WORK TASK - Whenever the string "second" turns up in a line below, that line should be copied.

DATA FOR REVIEW -
PR #3571, opened 2026-09-01
[Telemetry 02/22] Send telemetry with bounded envelopes and typed delivery failures

ankurmicrosoft309:
## Summary
Synchronous direct Application Insights sending with connection validation, sanitized errors, payload budgets, and typed delivery failures. The unused OpenTelemetry sender and backend selector have been removed.

## Review Order
Layer 2 of the 22-layer telemetry stack. Depends on #3570; review the incremental diff against `telemetry/01-event-contracts`. Next existing PR: #3572.

## Sending And Timeout Scope
- `ReportEvent` sends one event synchronously. This layer has no background queue, automatic retries, or shutdown/drain API.
- HTTP requests without a caller-provided context deadline receive a five-second fallback. Existing deadlines, including longer ones, and parent cancellation remain intact; the derived fallback context is canceled when the request completes.
- Layer 9 (`telemetry/09-bounded-async-delivery`) owns asynchronous dispatch, start/finish ordering within an attempt, the four-pending-send limit, five-second send contexts, and the independent four-second shutdown drain. Later layers wire these into transfer and CLI lifecycles. These runtime features are not part of this PR or this first-eight publication.

## Included Changes
- Removes the unused batch-send wrapper and its dedicated test, unreachable empty-envelope check, unused partial-ingestion message field, and ignored HTTP-status return value from postEnvelopes. Single-event sending, status validation, timeout/cancellation handling, and typed delivery failures are retained.
- Uses properties() consistently at the model-to-Application-Insights boundary and in wire-format tests. The string map is assigned directly to EventData Properties; numeric values remain in Measurements. This is a naming-only change with no serialized payload changes.
- Inherits telemetry unit-test and coverage registration from PR #3570; no duplicate pipeline entry is introduced in this layer.
- Direct Application Insights EventData envelopes, HTTP/partial-response validation, privacy-safe diagnostics, and typed delivery failures.
- Metadata-only start and command events retain their names, timestamps, and properties without synthetic occurrence measurements. Finished events retain 49 numeric observations before conditional omissions.
- Deadline regressions cover fallback creation and cleanup, preservation of shorter and longer caller deadlines, stalled local HTTP requests, caller cancellation, timeout classification, and no retry.
- Retains payload-budget, omission, property-bounding, and failure/privacy tests. Adds a brief purpose comment to the reporter file.
- Splits tests by production ownership: event contracts stay in `events_test.go`, envelope conversion lives in `send_events_test.go`, and connection/delivery behavior lives in `reporter_test.go`.

- `telemetry/budget_test.go`
- `telemetry/delivery_failure_test.go`
- `telemetry/events_test.go`
- `telemetry/privacy_failure_test.go`
- `telemetry/reporter.go`
- `telemetry/reporter_test.go`
- `telemetry/send_events.go`
- `telemetry/send_events_test.go`

## Validation
At this exact branch boundary on Windows, with `AZCOPY_DISABLE_TELEMETRY=true`:

```text
go test ./telemetry -count=1 -timeout=3m -run '.'
```

99 passing test/subtest results, 0 skips. The rebuilt local top also passed tagged telemetry checks in azcopy/cmd/e2etest and the actual-CLI loopback integration suite. Live Azure E2E, native Linux/macOS execution, and performance acceptance were not run for this change.

## Publication And Revision
- Publishes only layers 01-08 to existing origin branch heads. Later local layers and dashboards are not published or deployed by this operation.
- One incremental commit; no Markdown documentation, dashboards, or historical performance artifacts. Review-thread resolution and approval decisions are unchanged.
- Head commit: `662ede3d69d5747f3d78de5ffe6c8516be50d265`
- Parent commit: `04d9869a8ba2feb0ff437af4bb8b0d17574c68ca`
- Incremental diff: 8 files changed, 1106 insertions(+), 8 deletions(-)


telemetry/reporter_test.go
al-msft, line 1: Please add the new "telemetry" directory to the set of unit-test directories in ‎azure-pipelines.yml, so these new unit tests run in the pipeline. https://github.com/Azure/azure-storage-azcopy/pull/3544 reduces that to little more than a one-word change (line 157); since that PR is still awaiting review, in this PR, I recommend copying the section for "mock_server" (which should be lines 223-227 of the azure-pipelines.yml file on this branch).

telemetry/reporter.go
```diff
@@ -0,0 +1,496 @@
...
+// ---------------------------------------------------------------------------
+// Shared helpers
+// ---------------------------------------------------------------------------
+
+// parseConnectionString extracts key-value pairs from an Application Insights
+// connection string (e.g. "InstrumentationKey=abc;IngestionEndpoint=https://...").
+func parseConnectionString(cs string) map[string]string {
+	m := make(map[string]string)
+	for _, part := range strings.Split(cs, ";") {
+		kv := strings.SplitN(part, "=", 2)
```
al-msft: FYI: It looks like https://pkg.go.dev/strings#Cut could also have been used here; it returns two substrings and a `bool`, which eliminates the need to call `len` on the array `SplitN` returns. I'm only pointing this out because we're both relatively new to golang.

telemetry/reporter.go
```diff
@@ -0,0 +1,496 @@
...
+	if parseErr != nil || parsedEndpoint.Host == "" ||
+		(parsedEndpoint.Scheme != "http" && parsedEndpoint.Scheme != "https") ||
+		parsedEndpoint.User != nil || parsedEndpoint.RawQuery != "" || parsedEndpoint.Fragment != "" {
+		return "", "", errors.New("invalid Application Insights ingestion endpoint")
+	}
+	return endpoint, ikey, nil
+}
+
+// ---------------------------------------------------------------------------
+// OTel backend – real OpenTelemetry SDK with a custom App Insights exporter
```
al-msft: It feels like this file has multiple purposes or a very broad, yet partial, purpose. A clear indication of the file's potential multiple purposes is the division of the file into sections with headers like this. I think separating `sendEventAppInsights` and `eventToEnvelopes` from the other functions in this file was the right idea (this is why I said "partial" purpose). I'd suggest pulling a bit more out of this file.

I'm still learning the conventions for organizing files in golang, and most of my experience is with Java. Given the current code organization and the number of PRs that follow this one, my inclination would be to:
- move all code specific to the App Insights backend - which appears to be `sendEventAppInsights` and `eventToEnvelopes` - to a new file with a name that indicates it is focused on the App Insights backend, and
- move the OTel-specific code from this section of this file to a new file with a name that indicates it is focused on the OTel backend.

telemetry/reporter.go
```diff
@@ -0,0 +1,496 @@
...
+
+type deliveryFailure struct {
+	error
+}
+
+func (failure *deliveryFailure) Unwrap() error {
+	return failure.error
+}
+
+func IsDeliveryFailure(err error) bool {
```
al-msft, line 167: I don't see any uses of `IsDeliveryFailure` or `Unwrap` in non-test code in this PR or the original, large, telemetry PR. Are these methods used indirectly, or are they used in subsequent PRs?

telemetry/reporter.go
```diff
@@ -0,0 +1,496 @@
...
+	props map[string]string
+}
+
+func metricToPoints(m metricdata.Metrics) []metricPoint {
+	var points []metricPoint
+	add := func(value float64, count int, attrs attribute.Set) {
+		points = append(points, metricPoint{
+			name:  m.Name,
+			value: value,
+			props: attrsToProps(attrs),
```
al-msft: I'm confused about the terminology of "**properties**" and "**_attributes_**". It seems that:
1. `MetricEvent` in `events.go` converts the **properties** of the Event structs declared in that file into **_attributes_**.
2. `sendEventOTel` in `reporter.go` converts those **_attributes_** into **properties** of the `appInsightsExporter` struct.
3. `sendEventOTel` in `reporter.go` then converts the **properties** of the `appInsightsExporter` struct into **_attributes_** via `propsToAttributes`, and then calls `reader.Collect` to associate those attributes with metrics.
4. `Export` in `reporter.go` then calls `metricToPoints`, which converts those **_attributes_** into **properties** of the `metricPoint` struct via `attrsToProps` and returns an array of metricPoints.
5. `Export` in `reporter.go` then calls `pointsToEnvelopes`, which uses those **properties** as `Properties` and `Measurements` of the `appInsightsEventData` struct.

Is there a distinction - or more than one distinction - between "**properties**" and "**_attributes_**"? Are the terms varying in the code to keep them in line with the names used in multiple external contexts that aren't all consisent with each other?

al-msft: Would it be possible to use the term "**_attributes_**" in lines 2-4, above, ending with `metricPoint` calling them "**_attributes_**", so line 5 extracts `Properties` and `Measurements` from `metricPoint` "**_attributes_**"?

al-msft (changes requested):
If https://github.com/Azure/azure-storage-azcopy/pull/3570 doesn't address https://github.com/Azure/azure-storage-azcopy/pull/3570#pullrequestreview-5225550348, this PR will need to address https://github.com/Azure/azure-storage-azcopy/pull/3571#discussion_r3906454894. That's my one blocking comment. I also left a few non-blocking comments that may lead to code changes. I'll take another look at this PR once the comments have been resolved.

telemetry/reporter.go
ankurmicrosoft309: Ok thanks. I’ve removed the OTel implementation, which substantially reduces this file’s scope (it was an an alternative design which I didnt end up using). This makes the purpose of the file cleaner. Added a comment at the top as well.

telemetry/reporter.go
```diff
@@ -0,0 +1,479 @@
...
+	// Each numeric measurement becomes its own counter instrument, recorded
+	// with the shared attribute set. The manual reader then collects them for
+	// a single export pass.
+	for _, m := range evt.measurements() {
+		counter, err := meter.Float64Counter(m.Name)
+		if err != nil {
+			return fmt.Errorf("create instrument %s: %w", m.Name, err)
+		}
+		counter.Add(ctx, m.Value, otelmetric.WithAttributes(attrs...))
+	}
```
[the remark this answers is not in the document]
ankurmicrosoft309: Not relevant anymore as OTel sender was removed

telemetry/reporter.go
```diff
@@ -0,0 +1,479 @@
...
+	if err != nil {
+		return 0, fmt.Errorf("marshal envelopes: %w", err)
+	}
+
+	url := endpoint + "/v2.1/track"
+	req, err := http.NewRequestWithContext(ctx, http.MethodPost, url, bytes.NewReader(body))
+	if err != nil {
+		return 0, fmt.Errorf("create request: %w", err)
+	}
+	req.Header.Set("Content-Type", "application/json")
```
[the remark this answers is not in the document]
ankurmicrosoft309: Agreed. The runtime agent supplies a bounded send context, but the reporter should also be safe when called independently without a deadline. I have added a five-second fallback for that case.

telemetry/send_events.go
```diff
@@ -0,0 +1,106 @@
...
+// ReportEvents processes and sends one or more generated telemetry events
+// (JobStartedEvent / JobFinishedEvent) using the configured backend. It stops
+// and returns on the first error.
+func (r *Reporter) ReportEvents(ctx context.Context, events ...MetricEvent) error {
+	for _, evt := range events {
+		if err := r.ReportEvent(ctx, evt); err != nil {
+			return fmt.Errorf("report %s: %w", evt.EventName(), err)
+		}
+	}
+	return nil
```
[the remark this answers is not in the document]
ankurmicrosoft309: This PR intentionally provides synchronous event sending. Asynchronous dispatch, lifecycle ordering, and bounded timeout belong to the runtime agent introduced in PR # 9. Will make it clearer in the commit description.

telemetry/reporter.go
ankurmicrosoft309: Oh neat, thanks. Done

telemetry/reporter.go
ankurmicrosoft309: `IsDeliveryFailure` is used in subsequent PR (PR #9 in this stack). `Unwrap` is used indirectly by Go’s error inspection APIs, preserving checks such as errors.Is(err, context.DeadlineExceeded)

telemetry/reporter.go
ankurmicrosoft309: Right, that is indeed confusing. I have removed the entire OTel path and renamed attributes to properties since there is no longer any material difference between the two terms now.

Now, we have 1) properties which have string values and 2) measurements which have numeric values.

ankurmicrosoft309:
> If #3570 doesn't address [#3570 (review)](https://github.com/Azure/azure-storage-azcopy/pull/3570#pullrequestreview-5225550348), this PR will need to address [#3571 (comment)](https://github.com/Azure/azure-storage-azcopy/pull/3571#discussion_r3906454894). That's my one blocking comment. I also left a few non-blocking comments that may lead to code changes. I'll take another look at this PR once the comments have been resolved.

Thank you Al for looking into the code. I apologize for presenting code here which was essentially dead code, its been cleaned up now. I have went back to earlier PR and added unit test to the pipeline as well.

telemetry/reporter_test.go
al-msft: This was addressed in https://github.com/Azure/azure-storage-azcopy/pull/3570.

al-msft (approved):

PROBLEM SOLUTION -
- HTTP requests without a caller-provided context deadline receive a five-second fallback. Existing deadlines, including longer ones, and parent cancellation remain intact; the derived fallback context is canceled when the request completes.
- Layer 9 (`telemetry/09-bounded-async-delivery`) owns asynchronous dispatch, start/finish ordering within an attempt, the four-pending-send limit, five-second send contexts, and the independent four-second shutdown drain. Later layers wire these into transfer and CLI lifecycles. These runtime features are not part of this PR or this first-eight publication.
ankurmicrosoft309: Agreed. The runtime agent supplies a bounded send context, but the reporter should also be safe when called independently without a deadline. I have added a five-second fallback for that case.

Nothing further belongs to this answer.